Beliebtes Bild fürs Festhalten am Richtigen: die Flaschenpost Foto: Šarūnas Burdulis/Wikimedia Commons

Die Neue Musik, die ohne Echo ungehört verhalle; die eigene Kritische Theorie, die im US-Exil gezwungen sei, sich bloß an einen ungewissen Adressaten in der Zukunft zu richten: Theodor W. Adorno liebte die Flaschenpost als Bild fürs Durchhalten und Festhalten am Richtigen in falschen Zeiten. Angekommen ist zumindest dieses Bild selbst: Auch der Expolitiker und Immer-noch-Theatermacher Thomas Ebermann versteht seine – an der radikalen Ablehnung des Kapitalismus festhaltende – Bühnenkunst als Flaschenpost für bessere Zeiten: als Übung im Ausharren, als Plädoyer auch für ein linkes Lernen aus Niederlage und Scheitern.

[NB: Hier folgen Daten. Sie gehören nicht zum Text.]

PR #55774, opened 2025-09-26
Remove Code of Conduct

jclusso:
This only serves to give legitmacy to the woke regime so I think we should remove it. (related: https://github.com/rails/website/pull/577)


dhh:
The former code of conduct was indeed removed. We used to use the Contributor Covenant. Now we have have a set of guidelines that Matz picked for Ruby, which I think are great. You can see the diff here: https://github.com/rails/website/commit/0351bc6710a59bab94d07bf65a31769b3c9cd818

PR #55777, opened 2025-09-26
Add `Date.upcoming` method to find next occurrence of month/day

elalemanyo:
### Motivation / Background

This Pull Request has been created because developers frequently need to calculate the next occurrence of recurring dates (holidays, birthdays, anniversaries) and currently have to manually handle year transitions and leap year edge cases. There's no convenient method in Rails to find "the next Christmas" or "the next February 29th" that properly handles all the calendar complexities.

### Detail

This Pull Request changes ActiveSupport's Date class by adding a new `Date.upcoming(month:, day:)` class method that:

- Returns the next occurrence of a specific month and day
- Automatically handles year transitions (if the date has passed this year, returns next year)
- Properly handles leap year edge cases (e.g., Feb 29 in non-leap years finds the next leap year)
- Validates input parameters to prevent infinite loops and provide clear error message
- Respects time zone configuration when `Time.zone` is set
- Uses keyword arguments for international clarity and consistency with Rails conventions (matches `advance` method naming)

**Usage examples:**
```ruby
Date.upcoming(month: 12, day: 25)  # => Next Christmas (Dec 25)
Date.upcoming(month: 1, day: 1)    # => Next New Year's Day (Jan 1)
Date.upcoming(month: 2, day: 29)   # => Next Feb 29 (finds next leap year if needed)

# Invalid parameters raise clear errors
Date.upcoming(month: 13, day: 1)   # => ArgumentError: Invalid date: month 13, day 1
Date.upcoming(month: 2, day: 30)   # => ArgumentError: Invalid date: month 2, day 30
```

### Additional information

**Edge cases handled:**

- Leap years: Correctly finds next Feb 29 even from non-leap years, including century year rules (2100 → 2104)
- Multiple year jumps: Efficiently handles cases requiring several years to find valid date
- Time zones: Uses Time.zone when configured, consistent with other Date class methods
- Same day matching: Returns current date if it matches the requested month/day

**Test coverage includes:**

- Basic functionality (current year vs next year)
- Leap year scenarios (simple and complex cases)
- Time zone handling (with and without Time.zone set)
- Edge cases (end of year, beginning of year, century years)
- Multiple year jumps (e.g., 2021 → 2024 for Feb 29)
- Parameter validation (invalid months, days, and combinations)

**Implementation uses:**

- Early parameter validation using `Date.new(2000, month, day) to test validity
- Proper error handling for invalid dates with `Date::Error rescue
- Clear `ArgumentError` messages for invalid input parameters
- Safe navigation with `&.` for time zone handling

### Checklist


sevos:
I would just name it `Date.upcoming`
Also, I am not sure if the month as the first argument is aligned with Rails' conventions (honestly don't remember) - something to look at.

wintermeyer:
For me it somehow feels half without the opposite in the past.

activesupport/lib/active_support/core_ext/date/calculations.rb
```diff
@@ -48,6 +48,35 @@ def tomorrow
...
       ::Time.zone ? ::Time.zone.today : ::Date.today
     end
+
+    # Returns the upcoming date for the specified month and day.
+    # If the date has already passed this year, returns the date for next year.
+    # Uses the configured time zone when <tt>Time.zone</tt> is set.
+    #
+    #   Date.upcoming_date(12, 25)  # => Date for next Christmas (Dec 25)
+    #   Date.upcoming_date(1, 1)    # => Date for next New Year's Day (Jan 1)
+    def upcoming_date(month, day)
```
MatheusRich: The argument ordering doesn't make sense right away IMO. I'm not from the US, so I don't expect month first. Can we make these kwargs instead? If we go that route, maybe match the same argument names we use in `advance`? I think we use `mon/day`

activesupport/lib/active_support/core_ext/date/calculations.rb
```diff
@@ -48,6 +48,35 @@ def tomorrow
...
+      today = ::Time.zone&.now || ::Time.now
+
+      begin
+        current_year_date = ::Date.new(today.year, month, day)
+        return current_year_date if current_year_date >= today.to_date
+      rescue Date::Error
+        # Invalid date for current year (e.g., Feb 29 in non-leap year)
+      end
+
+      (today.year + 1..Float::INFINITY).lazy.each do |year|
```
MatheusRich: How does this work? You're adding an integer and a range?

activesupport/lib/active_support/core_ext/date/calculations.rb
elalemanyo: Great feedback! You're absolutely right about the international perspective and argument clarity. I've updated the method to use keyword arguments with the same naming convention as the `advance` method.

```ruby
Date.upcoming_date(month: 12, day: 25)   # Christmas
Date.upcoming_date(month: 1, day: 1)     # New Year's Day
Date.upcoming_date(month: 2, day: 29)    # Next leap year Feb 29
```

This eliminates the US date format assumption and makes the API much clearer for international developers. The parameter order is now irrelevant, and it's immediately obvious what each value represents. Thanks for the suggestion!

MatheusRich:
@wintermeyer maybe `previous`?

activesupport/lib/active_support/core_ext/date/calculations.rb
elalemanyo: The line is not adding an integer and a range. Here's what's actually happening:

1. `today.year + 1` - This evaluates to an integer (e.g., if today is 2025, this becomes 2026)

2. `(2026..Float::INFINITY)` - This creates a range from 2026 to infinity

3. `.lazy.each` - This lazily iterates through each year in that range, evaluates only when needed.

The parentheses are crucial here - they ensure the addition happens first, then the range is created from that result to infinity. It's equivalent to:

```ruby
start_year = today.year + 1
(start_year..Float::INFINITY).lazy.each do |year|
```

So we're creating a range from "next year" to infinity, not adding an integer to a range. The method uses this to search future years until it finds a valid date for the given month/day combination (handling edge cases like Feb 29 in non-leap years).

MatheusRich: Oh I see. Can we do `(today.year + 1)..` or `today.next_year.year..`? I think the INFINITY can be omited with an end-less range.

elalemanyo:
Regarding the `previous_date` method suggestion:

I don't see strong justification for adding a `previous_date` counterpart at this time 😬. Here's why:

- **Limited use cases:** While `upcoming_date` serves clear planning needs (scheduling, reminders, deadlines), `previous_date` scenarios are much narrower and less common in typical applications.

- `Simpler alternatives exist:` Past dates can usually be calculated more directly with existing methods (e.g., `Date.new(year - 1, month, day)` for most cases).
Maybe we could implement `previous_date` using `upcoming_date` as a foundation 🤔. This would be much simpler and reuse the existing logic:

```ruby
def previous_date(month:, day:)
  upcoming = upcoming_date(month: month, day: day)

  (upcoming.year - 1).downto(upcoming.year - 4).each do |year|
    return ::Date.new(year, month, day)
  rescue Date::Error
    next
  end
end
```

- **Complexity vs. benefit:** A `previous_date` method would require similar complexity (handling leap years, backward iteration) but for significantly fewer real-world use cases.

- **API design principle:** Symmetry isn't always valuable - the usage patterns for future vs. past date lookups are fundamentally different. Future planning is proactive and common; past lookups are typically reactive and infrequent.

I'd suggest waiting for concrete user demand with specific use cases before adding this. If users can't immediately articulate why they need it beyond "it would be symmetrical," that usually indicates the method isn't solving a real problem.

I'm adding `upcoming_date` because it's a method I've genuinely needed in past projects. However, I'm absolutely open to adding `previous_date` if there are real, documented needs for it - I just haven't encountered those use cases myself yet 😅

activesupport/lib/active_support/core_ext/date/calculations.rb
elalemanyo: @MatheusRich Maybe you're right, and it's better to just do this: `(today.year + 1..today.year + 3)`

elalemanyo:
Following the suggestions, I have changed the name to `upcoming` 🙂

p8:
Can't this already be solved with `advance`?
```ruby
Date.new(2004, 9, 30).advance(years: 1)
# => Sun, 9 Sept 2005
```

elalemanyo:
@p8 `advance` works for relative changes like `this date + N years/months/days`, but not for finding the next occurrence of a fixed month/day.

For example, if today is October 5 and you want the next September 30, advance can’t express that — you have to manually check if it’s already passed this year and handle leap years like Feb 29 yourself.

`Date.upcoming` wraps that common logic (year rollover, leap year handling, time zone) into a single, intention-revealing method.

rafaelfranca:
@jorgemanrubia you built a calendar application, so you might help me to decide if this is useful or not. Did you see the need for methods like this?

I'm asking because I'm not sure this belongs to Active Support given I don't see a lot of use cases.

jorgemanrubia:
@rafaelfranca In HEY Calendar we don't have this need, but probably because the app supports iCal subscriptions, which is what you usually use to track holidays and such. I like the method, though. Active Support date extensions have many methods that you rarely use, but when you find them they are super nice to have (like `#tomorrow?` or `#future?`). I think this is a good fit for the API.

MatheusRich:
@jorgemanrubia @rafaelfranca I'd love feedback on a similar PR: https://github.com/rails/rails/pull/55770

p8:
I would expect this to work as an instance method on any date (not just today), similar to [next_occuring](https://edgeapi.rubyonrails.org/classes/DateAndTime/Calculations.html#method-i-next_occurring).
```ruby
today = Date.today               # => Thu, 14 Dec 2017
today.next_occurring(:monday)    # => Mon, 18 Dec 2017
today.next_occurring(:thursday)  # => Thu, 21 Dec 2017
```
Maybe that method should allow keyword arguments?
```ruby
today = Date.parse('2017-10-14')
today.next_occurring(month: 12, day: 25)    # => 25 Dec 2017
today.next_occurring(month: 1, day: 1)    # => 1 Jan 2016
# This would also allow chaining:
today.
  next_occurring(month: 12, day: 25).
  next_occurring(month: 12, day: 25)   # => 25 Dec 2018
```

rafaelfranca:
I like @p8's suggestion. I prefer that than a class method

elalemanyo:
@p8 @rafaelfranca Should I use the `next_occurring` method and enable keyword arguments?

Just damit beschäftigt sich auch sein aktuelles, nun auch im Norden zu erlebendes Projekt: Mit Berthold Brunner hat er „Q“ als szenische Lesung aufbereitet, diesen monumentalen Geschichtsthriller, der 40 Jahre voller Revolutionswirren umfasst und (in der 2002 bei Piper erschienenen deutschen Übersetzung von Ulrich Hartmann) fast 800 Seiten.

Anfangs war gar nicht klar, wer da die Erlebnisse des namenlosen Erzählers und Vertrauten Thomas Müntzers zwischen 1517 und 1555, seine Wanderung durch ein Europa der gescheiterten Aufstände gegen Klerus und Fürsten, aufgeschrieben hatte. Verborgen hatten sich die Verfasser*innen hinter einem Sammel-Pseudonym: Luther Blissett. So heißt auch ein real existierender Fußballspieler, den der AC Mailand in den 1980ern teuer einkaufte, der dann aber kaum Tore schoss – auch ein Gescheiterter.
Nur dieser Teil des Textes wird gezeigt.